La politique extérieure américaine ne veut jamais avoir affaire avec des hommes de carrure, forts…capables de dire non. En lieu et place des hommes compétents, ils préfèrent au contraire des freluquets pour leur caresser le cul dans le sens du poil. Cette attitude, parfois, fait d’eux de véritables opportunistes. Le cas d’Ernesto Samper, un ancien président colombien est très révélateur.

Ernesto Samper (Photo: Wikipedia)

Ernesto Samper fut élu président de la Colombie en 1994, sous la bannière du parti libéral colombien. Éclaboussé par un scandale de corruption le liant avec les trafiquants du cartel de Cali qui auraient financé sa campagne, Samper tomba en disgrâce tant sur le plan national qu’international. Tant et si bien qu’il y avait plus 8 000 cas de poursuites judiciaires engagés contre lui. Quand la Maison blanche eut vent de telles incriminations, elle voulait à tout prix l’arracher du pouvoir, car la drogue causait tant de problèmes dans la société américaine, qu’il était hors de question de tolérer un type d’un tel acabit. Mais alors que les conseillers du président Clinton travaillaient sur l’élaboration d’un plan visant à le saboter, contre toute attente, devinez qui vint à la rescousse d’Ernesto Samper ?

Le département d’État. Ses diplomates ont dit à la maison blanche : « C’est notre homme ».

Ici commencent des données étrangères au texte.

Issue #4463, opened 2025-05-15
FTPS is not recognized


J-Gras:
The following PCAP contains a FTPS control connection: [ftps-control.pcap.tgz](https://github.com/user-attachments/files/20229339/ftps-control.pcap.tgz) Unfortunately, Zeek fails to analyze this as FTPS. From a quick glance at the code of the FTP analyzer, it seemed that Zeek should understand FTPS. Maybe it's limited to a different variant?

JustinAzoff:
ah, there are two different ftps mechanisms, Implicit and Explicit.  Explicit is what this client did using a `STARTTLS` like mechanism.

Implicit would look like any other TLS connection, but Explicit requires first handling the `AUTH TLS` command.  We appear to only handle `AUTH GSSAPI` (I think what GridFTP used).


```
T 127.0.0.1:40284 -> 127.0.0.1:21 [AP] #20
  AUTH TLS..                                                                                                                                                                  
#
T 127.0.0.1:21 -> 127.0.0.1:40284 [AP] #21
  234 Proceed with negotiation...
```

0xxon:
If someone implements this - can we use the trace as part of our testsuite?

Cette simple phrase revêtait une très grande signification. Suivant le fil d’un schéma purement machiavélique, ils enjoignirent l’administration de Bill Clinton à ne rien tenter pour renverser Samper, car ils disposaient de plusieurs autres cordes à leurs arcs concernant l’intéressé. Et l’une de ses cordes était de se servir de lui pour démanteler les cartels. Ils sont partis du principe que Samper se plierait à toutes leurs exigences puisqu’il avait le dos au mur.

 

Ernesto Samper qui, durant les campagnes, offrait l’image d’un homme décisif et ronchonnant se retrouva alors nez à nez avec la difficile situation d’accepter les diktats des États-Unis sans broncher.

Pour revenir à Mugabe, vous aviez sans doute noté qu’ils l’ont qualifié d’intelligent. Il ne s’agit pas d’un amadouement. Car pour avoir été l’un des chefs d’État ayant accumulé le plus de diplômes possibles, Mugabe était sans conteste une belle tête. Généralement les hommes de sa dimension résistent toujours à céder à la férocité mercantile de l’impérialisme qui propose aux pays émergents un modèle de capitalisme vénéneux dont l’unique antidote est la résistance. Il ne se laissait pas faire.

Je vais rabâcher ce que j’avais dit dans mon précédent article, à savoir, si vous jouissez de la bonne grâce des États-Unis et des autres pays néo-colonisateurs en tant que chef d’état, le postulat suivant se vérifie dans votre cas : vous travaillez au grand dam des intérêts de votre peuple ; car vous ne saurez satisfaire les deux.

J’ose penser que ces deux articles vous ont aidé à comprendre que les États-Unis n’ont rien à cirer que celui que vous placez à la tête de votre pays soit un truand ou scélérat. Une seule chose compte à leurs yeux : leurs propres intérêts.